WHAT IS EXPECTED:
Set down the entries exactly. No line may differ from its source.

SOURCE INFORMATION:
PR #1816, opened 2023-09-13
DOCS-1109: Clarify difference between `max_rotation_deg` and `max` attribute configuration for a `pi` servo

sguequierre:
* Add clarification here that `max` is user's choice for maximum rotation (along with `min`) and `max_rotation_deg` should be based off of what your hardware can possibly support, for PWM safety protection

### DIFF
--- a/docs/components/servo/pi.md
+++ b/docs/components/servo/pi.md
@@ -90,7 +90,7 @@ The following attributes are available for `pi` servos:
 | `max` | float | Optional | Sets a software limit on the maximum angle in degrees your servo can rotate to. <br> Default = `180.0` <br> Range = [`0.0`, `180.0`] |
 | `starting_position_degs` | float | Optional | Starting position of the servo in degrees. <br> Default = `0.0` <br> Range = [`0.0`, `180.0`] |
 | `hold_position` | boolean | Optional | If `false`, power down a servo if it has tried and failed to go to a position for a duration of 500 milliseconds. <br> Default = `true` |
-| `max_rotation_deg` | int | Optional | The maximum angle that you know your servo can possibly rotate to, according to its hardware. Refer to your servo's data sheet for clarification. Must be in between the values you choose for `min` and `max`. <br> Default = `180` |
+| `max_rotation_deg` | int | Optional | The maximum angle that you know your servo can possibly rotate to, according to its hardware. Refer to your servo's data sheet for clarification. Must be greater than or equal to the value you set for `max`. <br> Default = `180` |
 
 {{% alert title="Tip" color="tip" %}}
 
--- a/docs/components/servo/pi.md
+++ b/docs/components/servo/pi.md
@@ -86,11 +86,11 @@ The following attributes are available for `pi` servos:
 | ---- | ---- | --------- | ----------- |
 | `pin` | string | **Required** | The {{< glossary_tooltip term_id="pin-number" text="pin number" >}} of the pin the servo's control wire is wired to on the [board](/components/board/). |
 | `board` | string | **Required** | `name` of the [board](/components/board/) the servo is wired to. |
-| `min` | float | Optional | The minimum angle in degrees that the servo can reach. <br> Default = `0.0` <br> Range = [`0.0`, `180.0`] |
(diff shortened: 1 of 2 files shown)


docs/components/servo/pi.md
```diff
@@ -86,11 +86,11 @@ The following attributes are available for `pi` servos:
...
-| `max` | float | Optional | The maximum angle in degrees that the servo can reach. <br> Default = `180.0` <br> Range = [`0.0`, `180.0`] |
+| `min` | float | Optional | The minimum angle in degrees you want your servo to reach while rotating. <br> Default = `0.0` <br> Range = [`0.0`, `180.0`] |
+| `max` | float | Optional | The maximum angle in degrees you want your servo to reach while rotating. <br> Default = `180.0` <br> Range = [`0.0`, `180.0`] |
 | `starting_position_degs` | float | Optional | Starting position of the servo in degrees. <br> Default = `0.0` <br> Range = [`0.0`, `180.0`] |
 | `hold_position` | boolean | Optional | If `false`, power down a servo if it has tried and failed to go to a position for a duration of 500 milliseconds. <br> Default = `true` |
-| `max_rotation_deg` | int | Optional | The maximum angle the servo can rotate. Must be in between `min` and `max`. <br> Default = `180` |
+| `max_rotation_deg` | int | Optional | The maximum angle that you know your servo can possibly rotate to, according to its hardware. Refer to your servo's data sheet for clarification. Must be in between the values you choose for `min` and `max`. <br> Default = `180` |
```
JessamyT, line 93: I wonder whether the "Must be in between the values you choose for min and max" is actually accurate. I know it was here before but that part doesn't make sense to me, since min and max could be inside of that range.
Based on https://github.com/viamrobotics/rdk/blob/main/components/board/pi/impl/servo.go I think we can say:
```suggestion
| `max_rotation_deg` | int | Optional | The maximum angle that you know your servo can possibly rotate to, according to its hardware. Refer to your servo's data sheet for clarification. Must be greater than or equal to the value you set for `max`. <br> Default = `180` |
```

docs/components/servo/pi.md
```diff
@@ -86,11 +86,11 @@ The following attributes are available for `pi` servos:
 | ---- | ---- | --------- | ----------- |
 | `pin` | string | **Required** | The {{< glossary_tooltip term_id="pin-number" text="pin number" >}} of the pin the servo's control wire is wired to on the [board](/components/board/). |
 | `board` | string | **Required** | `name` of the [board](/components/board/) the servo is wired to. |
-| `min` | float | Optional | The minimum angle in degrees that the servo can reach. <br> Default = `0.0` <br> Range = [`0.0`, `180.0`] |
-| `max` | float | Optional | The maximum angle in degrees that the servo can reach. <br> Default = `180.0` <br> Range = [`0.0`, `180.0`] |
+| `min` | float | Optional | The minimum angle in degrees you want your servo to reach while rotating. <br> Default = `0.0` <br> Range = [`0.0`, `180.0`] |
```
JessamyT, line 89: I think describing it as a software limit will help users understand. What do you think of something like
```suggestion
| `min` | float | Optional | Sets a software limit on the minimum angle in degrees your servo can rotate to. <br> Default = `0.0` <br> Range = [`0.0`, `180.0`] |
```

docs/components/servo/pi.md
```diff
@@ -86,11 +86,11 @@ The following attributes are available for `pi` servos:
...
+| `max` | float | Optional | The maximum angle in degrees you want your servo to reach while rotating. <br> Default = `180.0` <br> Range = [`0.0`, `180.0`] |
```
JessamyT, line 90:
```suggestion
| `max` | float | Optional | Sets a software limit on the maximum angle in degrees your servo can rotate to. <br> Default = `180.0` <br> Range = [`0.0`, `180.0`] |
```

JessamyT (changes requested):

docs/components/servo/pi.md
sguequierre: Ahh, this does seem right. It seems like it's actually checking << `min` and `max` , though, so I will edit to be that

docs/components/servo/pi.md
sguequierre: great suggestion, sounds good to me!

JessamyT (approved):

OUTPUT OF THE TASK:
PR #1816, opened 2023-09-13
DOCS-1109: Clarify difference between `max_rotation_deg` and `max` attribute configuration for a `pi` servo

sguequierre:
* Add clarification here that `max` is user's choice for maximum rotation (along with `min`) and `max_rotation_deg` should be based off of what your hardware can possibly support, for PWM safety protection

### DIFF
--- a/docs/components/servo/pi.md
+++ b/docs/components/servo/pi.md
@@ -90,7 +90,7 @@ The following attributes are available for `pi` servos:
 | `max` | float | Optional | Sets a software limit on the maximum angle in degrees your servo can rotate to. <br> Default = `180.0` <br> Range = [`0.0`, `180.0`] |
 | `starting_position_degs` | float | Optional | Starting position of the servo in degrees. <br> Default = `0.0` <br> Range = [`0.0`, `180.0`] |
 | `hold_position` | boolean | Optional | If `false`, power down a servo if it has tried and failed to go to a position for a duration of 500 milliseconds. <br> Default = `true` |
-| `max_rotation_deg` | int | Optional | The maximum angle that you know your servo can possibly rotate to, according to its hardware. Refer to your servo's data sheet for clarification. Must be in between the values you choose for `min` and `max`. <br> Default = `180` |
+| `max_rotation_deg` | int | Optional | The maximum angle that you know your servo can possibly rotate to, according to its hardware. Refer to your servo's data sheet for clarification. Must be greater than or equal to the value you set for `max`. <br> Default = `180` |
 
 {{% alert title="Tip" color="tip" %}}
 
--- a/docs/components/servo/pi.md
+++ b/docs/components/servo/pi.md
@@ -86,11 +86,11 @@ The following attributes are available for `pi` servos:
 | ---- | ---- | --------- | ----------- |
 | `pin` | string | **Required** | The {{< glossary_tooltip term_id="pin-number" text="pin number" >}} of the pin the servo's control wire is wired to on the [board](/components/board/). |
 | `board` | string | **Required** | `name` of the [board](/components/board/) the servo is wired to. |
-| `min` | float | Optional | The minimum angle in degrees that the servo can reach. <br> Default = `0.0` <br> Range = [`0.0`, `180.0`] |
(diff shortened: 1 of 2 files shown)


docs/components/servo/pi.md
```diff
@@ -86,11 +86,11 @@ The following attributes are available for `pi` servos:
...
-| `max` | float | Optional | The maximum angle in degrees that the servo can reach. <br> Default = `180.0` <br> Range = [`0.0`, `180.0`] |
+| `min` | float | Optional | The minimum angle in degrees you want your servo to reach while rotating. <br> Default = `0.0` <br> Range = [`0.0`, `180.0`] |
+| `max` | float | Optional | The maximum angle in degrees you want your servo to reach while rotating. <br> Default = `180.0` <br> Range = [`0.0`, `180.0`] |
 | `starting_position_degs` | float | Optional | Starting position of the servo in degrees. <br> Default = `0.0` <br> Range = [`0.0`, `180.0`] |
 | `hold_position` | boolean | Optional | If `false`, power down a servo if it has tried and failed to go to a position for a duration of 500 milliseconds. <br> Default = `true` |
-| `max_rotation_deg` | int | Optional | The maximum angle the servo can rotate. Must be in between `min` and `max`. <br> Default = `180` |
+| `max_rotation_deg` | int | Optional | The maximum angle that you know your servo can possibly rotate to, according to its hardware. Refer to your servo's data sheet for clarification. Must be in between the values you choose for `min` and `max`. <br> Default = `180` |
```
JessamyT, line 93: I wonder whether the "Must be in between the values you choose for min and max" is actually accurate. I know it was here before but that part doesn't make sense to me, since min and max could be inside of that range.
Based on https://github.com/viamrobotics/rdk/blob/main/components/board/pi/impl/servo.go I think we can say:
```suggestion
| `max_rotation_deg` | int | Optional | The maximum angle that you know your servo can possibly rotate to, according to its hardware. Refer to your servo's data sheet for clarification. Must be greater than or equal to the value you set for `max`. <br> Default = `180` |
```

docs/components/servo/pi.md
```diff
@@ -86,11 +86,11 @@ The following attributes are available for `pi` servos:
 | ---- | ---- | --------- | ----------- |
 | `pin` | string | **Required** | The {{< glossary_tooltip term_id="pin-number" text="pin number" >}} of the pin the servo's control wire is wired to on the [board](/components/board/). |
 | `board` | string | **Required** | `name` of the [board](/components/board/) the servo is wired to. |
-| `min` | float | Optional | The minimum angle in degrees that the servo can reach. <br> Default = `0.0` <br> Range = [`0.0`, `180.0`] |
-| `max` | float | Optional | The maximum angle in degrees that the servo can reach. <br> Default = `180.0` <br> Range = [`0.0`, `180.0`] |
+| `min` | float | Optional | The minimum angle in degrees you want your servo to reach while rotating. <br> Default = `0.0` <br> Range = [`0.0`, `180.0`] |
```
JessamyT, line 89: I think describing it as a software limit will help users understand. What do you think of something like
```suggestion
| `min` | float | Optional | Sets a software limit on the minimum angle in degrees your servo can rotate to. <br> Default = `0.0` <br> Range = [`0.0`, `180.0`] |
```

docs/components/servo/pi.md
```diff
@@ -86,11 +86,11 @@ The following attributes are available for `pi` servos:
...
+| `max` | float | Optional | The maximum angle in degrees you want your servo to reach while rotating. <br> Default = `180.0` <br> Range = [`0.0`, `180.0`] |
```
JessamyT, line 90:
```suggestion
| `max` | float | Optional | Sets a software limit on the maximum angle in degrees your servo can rotate to. <br> Default = `180.0` <br> Range = [`0.0`, `180.0`] |
```

JessamyT (changes requested):

docs/components/servo/pi.md
sguequierre: Ahh, this does seem right. It seems like it's actually checking << `min` and `max` , though, so I will edit to be that

docs/components/servo/pi.md
sguequierre: great suggestion, sounds good to me!

JessamyT (approved):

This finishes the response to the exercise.